PR #3008, opened 2023-01-27
add extensible structures to iset.mm

jkingdon:
Add `Struct` , `ndx` , `sSet` , `Slot` , `Base` , and ``|`s`` to iset.mm

There is a surprisingly large amount of excluded middle usage in this section given that it basically is just maps from integers to sets. So a fair number of theorems are merely noted as not yet added, or are added with changes such as new hypotheses.

There are a few very small fixes to set.mm and the usual updates to earlier parts of iset.mm/mmil.html for theorems used in this section.

### DIFF
--- a/iset-discouraged
+++ b/iset-discouraged
@@ -309,6 +309,9 @@
 "sbieh" is used by "sbie".
 "spimh" is used by "spim".
 "spimth" is used by "equveli".
+"strnfvn" is used by "baseval".
+"strnfvn" is used by "ndxarg".
+"strnfvn" is used by "strn0".
 New usage of "0cnALT" is discouraged (0 uses).
 New usage of "0reALT" is discouraged (0 uses).
 New usage of "19.21h" is discouraged (3 uses).
@@ -379,6 +382,7 @@ New usage of "axpre-mulgt0" is discouraged (0 uses).
 New usage of "axprecex" is discouraged (2 uses).
 New usage of "axresscn" is discouraged (4 uses).
 New usage of "axrnegex" is discouraged (0 uses).
+New usage of "baseval" is discouraged (0 uses).
 New usage of "bdcnulALT" is discouraged (0 uses).
 New usage of "bdnthALT" is discouraged (0 uses).
 New usage of "bdsbcALT" is discouraged (0 uses).
@@ -470,7 +474,7 @@ New usage of "spimth" is discouraged (1 uses).
 New usage of "stoic2a" is discouraged (0 uses).
 New usage of "stoic2b" is discouraged (0 uses).
 New usage of "strcollnfALT" is discouraged (0 uses).
-New usage of "strfvnn" is discouraged (0 uses).
+New usage of "strnfvn" is discouraged (3 uses).
 New usage of "tfri1dALT" is discouraged (0 uses).
 New usage of "trintssmOLD" is discouraged (0 uses).
 New usage of "uzind4ALT" is discouraged (0 uses).
--- a/iset-discouraged
+++ b/iset-discouraged
@@ -382,6 +382,7 @@ New usage of "axpre-mulgt0" is discouraged (0 uses).
 New usage of "axprecex" is discouraged (2 uses).
 New usage of "axresscn" is discouraged (4 uses).
 New usage of "axrnegex" is discouraged (0 uses).
+New usage of "basendx" is discouraged (0 uses).
 New usage of "baseval" is discouraged (0 uses).
 New usage of "bdcnulALT" is discouraged (0 uses).
 New usage of "bdnthALT" is discouraged (0 uses).
--- a/iset-discouraged
+++ b/iset-discouraged
@@ -470,6 +470,7 @@ New usage of "spimth" is discouraged (1 uses).
 New usage of "stoic2a" is discouraged (0 uses).
 New usage of "stoic2b" is discouraged (0 uses).
 New usage of "strcollnfALT" is discouraged (0 uses).
+New usage of "strfvnn" is discouraged (0 uses).
 New usage of "tfri1dALT" is discouraged (0 uses).
 New usage of "trintssmOLD" is discouraged (0 uses).
 New usage of "uzind4ALT" is discouraged (0 uses).
--- a/mmil.raw.html
+++ b/mmil.raw.html
@@ -2432,10 +2432,7 @@ and is evaluated at a set</TD>
 
 <TR>
   <TD>fnsnsplit</TD>
-  <TD><I>none</I></TD>
-  <TD>Although it should be possible to prove subset rather than
-  equality (using difsnss instead of difsnid ), this theorem is
-  lightly used in set.mm.</TD>
+  <TD>~ fnsnsplitss</TD>
 </TR>
 
 <TR>
--- a/mmil.raw.html
+++ b/mmil.raw.html
@@ -8269,6 +8269,13 @@ intuitionistic and it is lightly used in set.mm</TD>
 </TR>
 
 <TR>
+  <TD>isstruct</TD>
+  <TD>~ isstructim , ~ isstructr</TD>
+  <TD>The difference is the addition of the ` F e. V ` condition
+  for the reverse direction.</TD>
+</TR>
+
+<TR>
   <TD>istop2g</TD>
   <TD>~ istopfin</TD>
 </TR>
--- a/mmil.raw.html
+++ b/mmil.raw.html
@@ -8533,6 +8533,13 @@ intuitionistic and it is lightly used in set.mm</TD>
 </TR>
 
 <TR>
+  <TD>ressabs</TD>
+  <TD><I>none</I></TD>
+  <TD>The set.mm proof relies on ressress but at first glance this would
+  appear to be feasible given the ` B C_ A ` condition.</TD>
+</TR>
+
+<TR>
   <TD>istop2g</TD>
   <TD>~ istopfin</TD>
 </TR>
--- a/mmil.raw.html
+++ b/mmil.raw.html
@@ -8313,6 +8313,11 @@ intuitionistic and it is lightly used in set.mm</TD>
 </TR>
 
 <TR>
+  <TD>setsval</TD>
+  <TD>~ setsvala</TD>
+</TR>
+
+<TR>
   <TD>istop2g</TD>
   <TD>~ istopfin</TD>
 </TR>
--- a/mmil.raw.html
+++ b/mmil.raw.html
@@ -8383,6 +8383,11 @@ intuitionistic and it is lightly used in set.mm</TD>
 </TR>
 
 <TR>
+  <TD>setsres</TD>
+  <TD>~ setsresg</TD>
+</TR>
+
+<TR>
   <TD>istop2g</TD>
   <TD>~ istopfin</TD>
 </TR>
--- a/mmil.raw.html
+++ b/mmil.raw.html
@@ -8398,6 +8398,11 @@ intuitionistic and it is lightly used in set.mm</TD>
 </TR>
 
 <TR>
+  <TD>strfv2d</TD>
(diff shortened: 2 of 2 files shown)


david-a-wheeler:
That *is* surprising, my hat's off to the effort.

Given how fundamentally simple extensible structures are *supposed* to be, is there a change to set.mm we could do that would keep the same functionality & interface, yet reduce the problem/complications? Mapping integers to sets should be simple I'd think. I don't think set.mm and iset.mm must always be the same, but if there are easy ways to simplify compatibility, we should think about it.

jkingdon:
> That _is_ surprising, my hat's off to the effort.
> 
> Given how fundamentally simple extensible structures are _supposed_ to be, is there a change to set.mm we could do that would keep the same functionality & interface, yet reduce the problem/complications? Mapping integers to sets should be simple I'd think. I don't think set.mm and iset.mm must always be the same, but if there are easy ways to simplify compatibility, we should think about it.

At the moment it seems like intuitionizing these is probably in the minor annoyance category (like adding a bunch of ``( E ` ndx ) e. NN`` hypotheses for example - this is a lot like fvex in the sense that the convenience which set.mm gets out of this is, I suppose, worth divergence from iset.mm). But there are some cases where I'm not really sure yet (basically, the ones listed in mmil.html in this pull request which have "none" in the iset.mm column). As I (or anyone else who wants to help) gets more into the theorems which use those, it should become clear what is needed.

I'm trying to stay open minded about extensible structures. They seem cumbersome, but I haven't gotten enough into the places where they are used to even have ideas about whether there are alternate solutions.

Don't take statements like "just maps from integers to sets" too literally - for one thing in the current design neither "map" is true (see "such classes cannot be functions" in the https://us.metamath.org/mpeuni/df-struct.html comment) nor is "sets" (see "avoid sethood hypotheses" later in the same comment). For another thing there are a lot of notations, a lot of theorems, and these get used in a lot of places - so it is hard to sum up in a sentence what all this stuff really does.

avekens (approved):
Really impressive! I wonder, however, if and how the modifications will affect further definitions, theorems and proofs based on extensible structure. Let's see...

jkingdon:
> Really impressive! I wonder, however, if and how the modifications will affect further definitions, theorems and proofs based on extensible structure. Let's see...

Some of it won't be a problem (for example requiring slot numbers to be elements of ` NN ` , since we don't use anything else for a slot number). Other parts I'm not so sure about but as you say we'll see.

digama0:
I have a good idea of how the framework is supposed to work and what it is used for, so if you have any concrete change proposals or a summary of what you had to intuitionize I can work out what consequences that would have and whether it is a good idea to backport the change.

jkingdon:
> I have a good idea of how the framework is supposed to work and what it is used for, so if you have any concrete change proposals or a summary of what you had to intuitionize I can work out what consequences that would have and whether it is a good idea to backport the change.

I have little or no idea of whether it could be better and how (I mean, I could imagine a world in which fields don't get group theorems for free - unless they apply some explicit steps - but even if we wanted to go that far I don't have much perspective about where we'd add explicit steps and what they'd look like). I'm assuming we have little appetite for a rethink on that scale, anyway.

More tactically I *can* summarize what I had to intuitionize (or was not able to easily intuitionize):

* many places need conditions that an index is a natural number (``(Base ` ndx ) e. NN`` or the like)
* the `F e. _V` condition in https://us.metamath.org/ileuni/isstruct2r.html might be a hassle or might be relatively innocuous. I think it has been the latter so far.
* many places need sethood conditions (example: `A` in https://us.metamath.org/ileuni/setsvala.html , `A` and `B` in https://us.metamath.org/ileuni/setsresg.html , `W` in https://us.metamath.org/ileuni/setsnidn.html , and others, I don't know whether I found the most important ones to list here)
* the `if` statement in https://us.metamath.org/ileuni/df-ress.html is a bunch of trouble, because a lot of theorems (apparently) will need to have a subset condition added (or split into one theorem with it and one without it). There's no way to get decidability of that condition for free as far as I noticed. See list of affected theorems at https://github.com/metamath/set.mm/blob/af25345e0a4753912a5a9ec91ee0d50bfb240563/mmil.raw.html#L8498 and following lines.
* https://us.metamath.org/ileuni/setsssvald.html is subset rather than equality. I don't have much understanding of the implications of this.
* The whole "protect with identity" concept at https://us.metamath.org/mpeuni/strfvi.html seems not to work (how committed is set.mm to this technique? I think the theorems which use it can be redone - as I did for summation - but I also wasn't convinced that it has as many benefits as, say, fvex or snex)

digama0:
> * many places need conditions that an index is a natural number (`` (Base `` ndx ) e. NN `` or the like)

Ideally this would be bundled into some assumption along the lines `Base is a slot`. The assumption itself should not be problematic. One option would be to use the theorem ``E = Slot ( E ` ndx )`` for this; that is, just have this theorem say ``E = Slot ( E ` ndx ) /\ ( E ` ndx ) e. NN``, and use this combination as a hypothesis of e.g. setsnidn and a conclusion of ndxid and baseid.

> * the `F e. _V` condition in https://us.metamath.org/ileuni/isstruct2r.html might be a hassle or might be relatively innocuous. I think it has been the latter so far.

It should be fine; it should be implied by `F Struct X` so as long as it doesn't add hypotheses to `strleun` and related theorems there are no problems here.

> * many places need sethood conditions (example: `A` in https://us.metamath.org/ileuni/setsvala.html , `A` and `B` in https://us.metamath.org/ileuni/setsresg.html , `W` in https://us.metamath.org/ileuni/setsnidn.html , and others, I don't know whether I found the most important ones to list here)

These all seem fine, they will be fixed by the slot theorem modification mentioned above.

> * the `if` statement in https://us.metamath.org/ileuni/df-ress.html is a bunch of trouble, because a lot of theorems (apparently) will need to have a subset condition added (or split into one theorem with it and one without it). There's no way to get decidability of that condition for free as far as I noticed. See list of affected theorems at https://github.com/metamath/set.mm/blob/af25345e0a4753912a5a9ec91ee0d50bfb240563/mmil.raw.html#L8498 and following lines.

I think the most likely way to intuitionize this is to remove the if-statement and just use the non-trivial case.  It won't be the same structure, but it will be equal enough for most purposes (there are theorems about equal-enough structures which are usable in this context).

> * https://us.metamath.org/ileuni/setsssvald.html is subset rather than equality. I don't have much understanding of the implications of this.

This seems to be not the right theorem, a subset is not very helpful in this context. I think it should instead be an equality under some reasonable assumptions.

Looking at the proof, the issue seems to be that `S` needs to have decidable equality of its domain to prove that removing the slot and putting it back yields the same thing. This is the case here because the domain is a subset of the natural numbers, but we need an assumption to that effect, e.g. `S Struct X`.

> * The whole "protect with identity" concept at https://us.metamath.org/mpeuni/strfvi.html seems not to work (how committed is set.mm to this technique? I think the theorems which use it can be redone - as I did for summation - but I also wasn't convinced that it has as many benefits as, say, fvex or snex)

This is going to be an issue. My recommendation is to consistently use a `ph -> ` before hypotheses like ``B = (Base`S)``; this was already a bit dicey in some set.mm theorems but you are going to have a lot more problems with this because of theorems like [scaffval](https://us.metamath.org/mpeuni/scaffval.html) or [mgpplusg](https://us.metamath.org/mpeuni/mgpplusg.html) that are rife with excluded middle reasoning. Under some hypotheses it is not hard to do the simple rewrites there but it is unlikely that you will be able to do it in the empty context without that id trick.

jkingdon:
> One option would be to use the theorem `` E = Slot ( E ` ndx ) `` for this; that is, just have this theorem say `` E = Slot ( E ` ndx ) /\ ( E ` ndx ) e. NN ``, and use this combination as a hypothesis of e.g. setsnidn and a conclusion of ndxid and baseid.

This is roughly what I have been doing so far but given how this is used I like the idea of using a conjunction as described above. It'll take me a while to implement it all but I think a number of theorems will be read more nicely.

> > * the `F e. _V` condition in https://us.metamath.org/ileuni/isstruct2r.html might be a hassle or might be relatively innocuous. I think it has been the latter so far.
> 
> It should be fine; it should be implied by `F Struct X`

Other direction. This is when you are proving `F Struct X` not when you already have it. It is an annoying little nit because `F e. _V` is almost implied by the other conditions but if there is a way to apply https://us.metamath.org/ileuni/funex.html I didn't quite see it (due to the "function with maybe one more element" nature of `F` and that sort of thing).

> so as long as it doesn't add hypotheses to `strleun` and related theorems there are no problems here.

This should be fine. I have a proof of strleun (off on the https://github.com/jkingdon/set.mm/tree/slot branch which I'll eventually pull request but probably after the items described in this comment) as well as strleun in deduction form (which doesn't change the conditions, just puts them behind `ph ->`).

> > * the `if` statement in https://us.metamath.org/ileuni/df-ress.html is a bunch of trouble . . .
> 
> I think the most likely way to intuitionize this is to remove the if-statement and just use the non-trivial case. It won't be the same structure, but it will be equal enough for most purposes (there are theorems about equal-enough structures which are usable in this context).

Ah, so we'd do something like:

```
df-iress $a |- |`s = ( w e. _V , x e. _V |->
    ( w sSet <. ( Base ` ndx ) , ( x i^i ( Base ` w ) ) >. ) ) $.
```

That seems logical (and I guess it would appear to give the same result in the interesting cases - although I guess as I keep working through these I'll get to the equal-enough stuff).

> > * https://us.metamath.org/ileuni/setsssvald.html is subset rather than equality. I don't have much understanding of the implications of this.
> 
> This seems to be not the right theorem, a subset is not very helpful in this context. I think it should instead be an equality under some reasonable assumptions.
> 
> Looking at the proof, the issue seems to be that `S` needs to have decidable equality of its domain to prove that removing the slot and putting it back yields the same thing. This is the case here because the domain is a subset of the natural numbers, but we need an assumption to that effect, e.g. `S Struct X`.

Ah, OK. This is only used by https://us.metamath.org/mpeuni/estrres.html where `C` (which corresponds to `S` in https://us.metamath.org/mpeuni/setsidvald.html ) is indeed a structure. I'll take another look at this one; I'm guessing it gets easy with `S Struct X`.

> > * The whole "protect with identity" concept at https://us.metamath.org/mpeuni/strfvi.html seems not to work (how committed is set.mm to this technique? I think the theorems which use it can be redone - as I did for summation - but I also wasn't convinced that it has as many benefits as, say, fvex or snex)
> 
> This is going to be an issue. My recommendation is to consistently use a `ph -> ` before hypotheses like `` B = (Base`S) ``; this was already a bit dicey in some set.mm theorems but you are going to have a lot more problems with this because of theorems like [scaffval](https://us.metamath.org/mpeuni/scaffval.html) or [mgpplusg](https://us.metamath.org/mpeuni/mgpplusg.html) that are rife with excluded middle reasoning. Under some hypotheses it is not hard to do the simple rewrites there but it is unlikely that you will be able to do it in the empty context without that id trick.

A lot of stuff has to get put in deduction form anyway for set existence reasons more broadly, so those empty contexts are a lot more rare in iset.mm than set.mm. Thanks for the tip that this is likely one of those times.

avekens:
Instead of discussing this topic further in this closed PR, I would suggest to open a Github issue for this. The latestest comment (containing all relevant information) could be copied into this issue...

jkingdon:
> Instead of discussing this topic further in this closed PR, I would suggest to open a Github issue for this. The latestest comment (containing all relevant information) could be copied into this issue...

I'll make a pull request in a few days

jkingdon:
> Instead of discussing this topic further in this closed PR, I would suggest to open a Github issue for this. The latestest comment (containing all relevant information) could be copied into this issue...

Submitted as https://github.com/metamath/set.mm/pull/3021 and https://github.com/metamath/set.mm/issues/3022 . If there are any other issues which need further attention, create and issue or let me know and I'll create an issue.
----------
TASK GOAL: All lines of the material that contain the word "definitions" should be listed.

SOLVED PROBLEM:
Really impressive! I wonder, however, if and how the modifications will affect further definitions, theorems and proofs based on extensible structure. Let's see...
> Really impressive! I wonder, however, if and how the modifications will affect further definitions, theorems and proofs based on extensible structure. Let's see...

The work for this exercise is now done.